What needs to be done: Only the lines from the start of the entries through the line with "test for accessing daycodes" are wanted; please output them exactly.

Dataset records START

PR #549, opened 2016-12-06
add test for accessing user info

### LINKED ISSUE #213: Test that a getting another user doesn't have return their attendance
Attendance and grades are private data and shouldn't be returned from the server for anyone but the owner. For this please write a test that makes sure that the attendance field is absent from an unauthenticated call.

yongabyte:
fixes #213

### DIFF
--- a/server/api/user/user.spec.js
+++ b/server/api/user/user.spec.js
@@ -1,4 +1,6 @@
 'use strict';
+import {seed} from '../../config/seed';
+import {getSessionFor} from '../../auth/util.integration';
 
 var should = require('should');
 var app = require('../../app');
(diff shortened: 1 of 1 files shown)


server/api/user/user.spec.js
```diff
@@ -18,3 +20,35 @@ describe('GET /api/users/past', function() {
...
+  });
+
+  it('public profile should not contain private info ', done => {
+    var userId = "000000000000000000000400";
+
+    studentSession
+      .get('/api/users/' + userId)
+      .end((err, res) => {
+        if(res.body.attendance){
+          console.log("should not have access other/'s attudence")
```
agundy: Extra log line

vkr96:
why was this merged even though no checks passed @agundy ?

agundy:
Checks didn't pass because I merged it before it happened.

PR #550, opened 2016-12-06
test for accessing daycodes

### LINKED ISSUE #208: Test that only admins and mentors can get day codes
Attendence day codes need to be accessed by admins and mentors, make sure this works as expected. This may need a new test file that I can add.

yongabyte:
fixes #208 
add test for checking if only admin can get large group daycode
add test for checking if user can get dayCodes


agundy:
looks good. Merge after both pass

PR #942, opened 2020-08-06
GraphQL Mock Query Argument Handling

mattgraham1995:
## Description
The elide fact mock is pretty bare bones and can't alter the results based on filters, sorts, or limits in the request.

## Proposed Changes

- Parse the GraphQL query for filters, sorts, and limits
- Generate values of the response based on all parts of the request

## License

### DIFF
--- a/packages/data/addon/mirage/handlers/graphql.js
+++ b/packages/data/addon/mirage/handlers/graphql.js
@@ -224,7 +224,6 @@ function _getDates(filters, requestedColumns) {
 }
 
 /**
- * @param {String} name
  * @param {Object} filter
  * @returns n random dimension values
  */
--- a/packages/data/addon/mirage/handlers/graphql.js
+++ b/packages/data/addon/mirage/handlers/graphql.js
@@ -7,9 +7,65 @@ import schema from 'navi-data/gql/schema';
 import gql from 'graphql-tag';
 import faker from 'faker';
 import moment from 'moment';
+import { capitalize } from '@ember/string';
+import { orderBy } from 'lodash-es';
 
-const API_DATE_FORMAT = 'YYYY-MM-DD';
 const ASYNC_RESPONSE_DELAY = 5000; // ms before async api response result is populated
+const DATE_FORMATS = {
+  hour: 'YYYY-MM-DD HH:MM:SS',
+  day: 'YYYY-MM-DD',
+  week: 'YYYY-MM-DD',
+  month: 'YYYY MMM',
+  quarter: 'YYYY [Q]Q',
+  year: 'YYYY'
+};
+const GRAINS = Object.keys(DATE_FORMATS);
+const TIME_DIMENSION_REGEX = new RegExp(
+  `(.+)(${Object.keys(DATE_FORMATS)
+    .map(grain => capitalize(grain))
+    .join('|')})`
+);
+const OPERATORS = {
+  eq: '==',
+  neq: '!=',
+  isIn: '=in=',
+  notIn: '=out=',
+  isNull: '=isnull=true',
+  notNull: '=isnull=false',
+  isEmpty: '=isempty=true',
+  lt: '=lt=',
+  gt: '=gt=',
+  le: '=le=',
+  ge: '=ge='
+};
+const FILTER_OPS = {
+  [OPERATORS.lt]: ([filterVal], vals) => vals.filter(val => val < filterVal),
+  [OPERATORS.gt]: ([filterVal], vals) => vals.filter(val => val > filterVal),
+  [OPERATORS.le]: ([filterVal], vals) => vals.filter(val => val <= filterVal),
+  [OPERATORS.ge]: ([filterVal], vals) => vals.filter(val => val >= filterVal),
+  [OPERATORS.isIn]: (filterVals, vals) => vals.filter(val => filterVals.includes(val)),
+  [OPERATORS.notIn]: (filterVals, vals) => vals.filter(val => !filterVals.includes(val)),
+  [OPERATORS.isNull]: (_, vals) => vals.filter(val => !val),
+  [OPERATORS.notNull]: (_, vals) => vals.filter(Boolean),
+  [OPERATORS.isEmpty]: () => [],
+  [OPERATORS.eq]: ([filterVal], vals) => vals.filter(val => val === filterVal),
+  [OPERATORS.neq]: ([filterVal], vals) => vals.filter(val => val !== filterVal)
+};
+const FILTER_REGEX = new RegExp(`(.*?)(?:\\((.+?)\\))?(${Object.values(OPERATORS).join('|')})\\((.+?)\\)`);
+
+//create an inclusive interval of dates based on filter values and operator
+const DATE_FILTER_OPS = {
+  [OPERATORS.lt]: ([val], grain) => [null, moment(val).subtract(1, grain)],
+  [OPERATORS.gt]: ([val], grain) => [moment(val).add(1, grain), null],
+  [OPERATORS.le]: ([val]) => [null, moment(val)],
+  [OPERATORS.ge]: ([val]) => [moment(val), null],
+  [OPERATORS.isIn]: () => [null, null], //TODO: Not sure if the following operators are really supported for dates
+  [OPERATORS.isNull]: () => [null, null],
+  [OPERATORS.notNull]: () => [null, null],
+  [OPERATORS.isEmpty]: () => [null, null],
+  [OPERATORS.eq]: () => [null, null],
+  [OPERATORS.neq]: () => [null, null]
+};
 
 function _getSeedForRequest(table, args, fields) {
   const tableLength = table.length;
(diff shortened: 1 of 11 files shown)


packages/data/addon/mirage/handlers/graphql.js
```diff
@@ -7,9 +7,65 @@ import schema from 'navi-data/gql/schema';
...
+const FILTER_OPS = {
+  [OPERATORS.lt]: ([filterVal], vals) => vals.filter(val => val < filterVal),
+  [OPERATORS.gt]: ([filterVal], vals) => vals.filter(val => val > filterVal),
+  [OPERATORS.le]: ([filterVal], vals) => vals.filter(val => val <= filterVal),
+  [OPERATORS.ge]: ([filterVal], vals) => vals.filter(val => val >= filterVal),
+  [OPERATORS.isIn]: (filterVals, vals) => vals.filter(val => filterVals.includes(val)),
+  [OPERATORS.notIn]: (filterVals, vals) => vals.filter(val => !filterVals.includes(val)),
+  [OPERATORS.isNull]: (_, vals) => vals.filter(val => !val),
+  [OPERATORS.notNull]: (_, vals) => vals.filter(Boolean),
+  [OPERATORS.isEmpty]: () => [],
```
jkusa, line 50: Does this work?

packages/data/addon/serializers/elide-facts.ts
```diff
@@ -7,11 +7,11 @@
 
 import EmberObject from '@ember/object';
 import NaviFactSerializer, { ResponseV1 } from './fact-interface';
-import { AsyncQueryResponse, RequestV1 } from 'navi-data/adapters/fact-interface';
+import { AsyncQueryResponse, RequestV1, RequestV2 } from 'navi-data/adapters/fact-interface';
 
 export default class ElideFactsSerializer extends EmberObject implements NaviFactSerializer {
-  normalize(payload: AsyncQueryResponse, request: RequestV1): ResponseV1 | undefined {
-    const requestTable: string = request.logicalTable.table;
+  normalize(payload: AsyncQueryResponse, request: RequestV1 | RequestV2): ResponseV1 | undefined {
```
jkusa, line 13: Can we just assume v2 from now on?

jkusa, line 13: Can we just assume v2 from now on?

packages/data/tests/dummy/mirage/scenarios/graphql-blockhead.ts
```diff
@@ -1,11 +1,25 @@
 // TODO: Replace any with type supplied by new version of mirage
+import { grains } from './graphql';
```
jkusa, line 2: Can we rebase on this with the new file name?

packages/data/addon/mirage/handlers/graphql.js
jkusa: Not sure this makes sense in an analytics context. We don't support collection.

packages/data/addon/serializers/elide-facts.ts
kevinhinterlong: This is merging onto master not `request-v2`

packages/data/tests/dummy/mirage/scenarios/graphql-blockhead.ts
mattgraham1995: The new file names are in the request v2 branch and this is being merged into master

packages/data/addon/mirage/handlers/graphql.js
```diff
@@ -18,42 +74,136 @@ function _getSeedForRequest(table, args, fields) {
   return tableLength + argsLength + fieldsLength;
 }
 
+function _createInterval(filters) {
+  const intervals = filters.map(f => DATE_FILTER_OPS[f.operator](f.values, f.grain));
+  const lowerBound = moment.max(intervals.map(interval => interval[0]).filter(Boolean));
+  const upperBound = moment.min(intervals.map(interval => interval[1]).filter(Boolean));
```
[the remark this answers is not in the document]
mattgraham1995: Is it not? I believe it works for finding the intersection of multiple intervals. Do you have a counter example that it wouldn't work for?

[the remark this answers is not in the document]
kevinhinterlong:
```js
const intervals = [
  [‘2020-01-01’, ‘2020-01-04’],
  [‘2020-01-01’, ‘2020-01-02’],
  [‘2020-01-02’, ‘2020-01-03’],
  [‘2020-01-03’, ‘2020-01-04’],
]

const lowerBound = ‘2020-01-03’
const upperBound = ‘2020-01-02’
```

So it should technically be `2020-01-01/2020-01-04`, but this gives `2020-01-03/2020-01-02`. Although we could just accept this as a limitation. Didn’t look too closely, but does it handle invalid intervals?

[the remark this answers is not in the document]
mattgraham1995: Why should it be `2020-01-01/2020-01-04`? This is condensing multiple intervals on a single time dimension down to one interval so it should create an interval that's an intersection of those. The returned values should be valid for all the filtered intervals right? 

I do need to handle the case where the lowerInterval is greater than the upperInterval though. Invalid intervals should return an empty array for dates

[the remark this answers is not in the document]
mattgraham1995: I added logic to handle the case where lowerBound is later than upperBound and for intervals missing either an upper or lower bound. I also added some tests to make sure the mock's handling of those cases is correct.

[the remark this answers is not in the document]
kevinhinterlong: You're right, I was thinking of fili intervals rather than time dimension filters (since we `&&` filters together) so that is the expected behavior. Although I wonder how we would request data over multiple distinct intervals given this format.

Maybe we could have 
```js
{
  type: 'timeDimension',
  field: 'dateTime',
  parameters: { grain: 'day' },
  operator: 'bet',
  values: ['2020-01-01', '2020-01-02', '2020-01-04', '2020-01-05']
}
```
which would turn into `dateTime=2020-01-01/2020-01-02,2020-01-04/2020-01-05` for fili or just opt for multiple requests

packages/data/addon/mirage/handlers/graphql.js
```diff
@@ -19,41 +80,173 @@ function _getSeedForRequest(table, args, fields) {
...
+  } else if (!interval[1]) {
+    start = interval[0].startOf(grain);
+    let monthAhead = moment(start).add(1, 'month');
+    let current = moment();
+    end = monthAhead.isSameOrBefore(current) ? monthAhead.startOf(grain) : current.startOf(grain); //Default end to current or 1 month past start, whichever is closer to start
+  } else {
+    start = interval[0].startOf(grain);
+    end = interval[1].startOf(grain);
+  }
+  for (let i = start; i.isSameOrBefore(end); i.add(1, grain)) {
```
kevinhinterlong, line 151: I think we can remove this and the `startOf(grain)` logic and rely on [getDatesForInterval](https://github.com/yahoo/navi/blob/893642dac365059d1d5cf374b8784431cc687173/packages/core/addon/utils/date.js#L27) One other thing that takes into account is the difference between `week`/`isoweek`. I'm not sure which elide is reporting on but with fili it's the isoweek

packages/data/addon/mirage/handlers/graphql.js
```diff
@@ -129,6 +377,20 @@ function _getResponseBody(db, parent) {
         )
       );
 
+      // handle limit in request
+      if (first < rows.length) {
```
kevinhinterlong, line 381: Can first be null? I think in request v2 we decided that limit is `number|null`

packages/data/tests/unit/services/navi-facts-elide-test.js
```diff
@@ -33,6 +34,67 @@ const TestRequest = {
...
+      values: ['2014-01-07'],
+      parameters: {},
+      type: 'timeDimension'
+    }
+  ],
+  sorts: [
+    { field: 'eventTimeDay', parameters: {}, type: 'timeDimension', direction: 'asc' },
+    { field: 'dimension2', parameters: {}, type: 'dimension', direction: 'desc' }
+  ],
+  limit: 15,
```
kevinhinterlong, line 93: Can we add a test for sort and for limit? One with limit being null too

packages/data/addon/mirage/handlers/graphql.js
mattgraham1995: yeah when it's null this evaluates to false and no limit is applied

mattgraham1995: Oh actually `first` will be undefined instead of null because when the request has a null limit, it just doesn't include it in the query. `undefined < ${number}` will always be false

kevinhinterlong: 👍 gotcha, worth having a test though

packages/data/addon/mirage/handlers/graphql.js
mattgraham1995: Yeah unfortunately navi-data doesn't have access to the interval util class since navi-core depends on navi-data. Good call on isoWeek though. I'm sure elide uses that as well.

kevinhinterlong: Oops, yea I thought we used that for the bard mock

mattgraham1995:
Moving to a PR to merge into `request-v2` instead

Dataset records END

Answer to this task:
PR #549, opened 2016-12-06
add test for accessing user info

### LINKED ISSUE #213: Test that a getting another user doesn't have return their attendance
Attendance and grades are private data and shouldn't be returned from the server for anyone but the owner. For this please write a test that makes sure that the attendance field is absent from an unauthenticated call.

yongabyte:
fixes #213

### DIFF
--- a/server/api/user/user.spec.js
+++ b/server/api/user/user.spec.js
@@ -1,4 +1,6 @@
 'use strict';
+import {seed} from '../../config/seed';
+import {getSessionFor} from '../../auth/util.integration';
 
 var should = require('should');
 var app = require('../../app');
(diff shortened: 1 of 1 files shown)


server/api/user/user.spec.js
```diff
@@ -18,3 +20,35 @@ describe('GET /api/users/past', function() {
...
+  });
+
+  it('public profile should not contain private info ', done => {
+    var userId = "000000000000000000000400";
+
+    studentSession
+      .get('/api/users/' + userId)
+      .end((err, res) => {
+        if(res.body.attendance){
+          console.log("should not have access other/'s attudence")
```
agundy: Extra log line

vkr96:
why was this merged even though no checks passed @agundy ?

agundy:
Checks didn't pass because I merged it before it happened.

PR #550, opened 2016-12-06
test for accessing daycodes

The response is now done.